TASK DESCRIPTION:
The records below are to be retyped in full, without any alteration.
--*--
PR #398, opened 2025-03-20
Use the instance cache when creating a new database

taniabogatsch:
Related issue: https://github.com/duckdb/duckdb/issues/10002
This has only been raised as an issue in the Node client, yet the same behavior can happen in other clients not using the instance cache, too. 

Any review / quick look at this solution, especially w.r.t. keeping a global variable + initializing it, would be appreciated.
--*--
RESPONSE AREA:
PR #398, opened 2025-03-20
Use the instance cache when creating a new database

taniabogatsch:
Related issue: https://github.com/duckdb/duckdb/issues/10002
This has only been raised as an issue in the Node client, yet the same behavior can happen in other clients not using the instance cache, too. 

Any review / quick look at this solution, especially w.r.t. keeping a global variable + initializing it, would be appreciated.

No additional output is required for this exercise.